HANA's search capability is based on “fuzzy” fault-tolerant search, much like modern web-based search engines.
Results include a statistical measure for how relevant search results are, and search criteria can include a
threshold of accuracy for results.[46] Analyses available include identifying entities such as people, dates, places,
organizations, requests, problems, and more. Such entity extraction can be catered to specific use cases such
as Voice of the Customer (customer's preferences and expectations), Enterprise (i.e. mergers and acquisitions,
products, organizations), and Public Sector (public persons, events, organizations).[47] Custom extraction and
dictionaries can also be implemented.

Application development
Besides the database and data analytics capabilities, SAP HANA is a web-based application server, hosting
user-facing applications tightly integrated with the database and analytics engines of HANA. The "XS Advanced
Engine" (XSA) natively works with Node.js and JavaEE languages and runtimes.
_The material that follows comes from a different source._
PR #558, opened 2026-04-16
feat(activerecord): implement all missing PostgreSQL quoting methods

deanmarano:
## Summary

Rebased onto main. PR #560 delivered most of the PG quoting surface (abstract delegation, OID wrapper types, BinaryBind typeCast shape, quoteDefaultExpression with type map), so this PR is reduced to the six remaining methods needed for full Rails parity:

XSA is based on Cloud
Foundry architecture and thus supports the notion of “Bring Your Own Language”, allowing developers to
develop and deploy applications written in languages and in runtimes other than those XSA implements natively,
as well as deploying applications as microservices. XSA also allows server-side JavaScript (XSJS).[48]
Supporting the application server is a suite of application lifecycle management tools allowing development
deployment and monitoring of user-facing applications.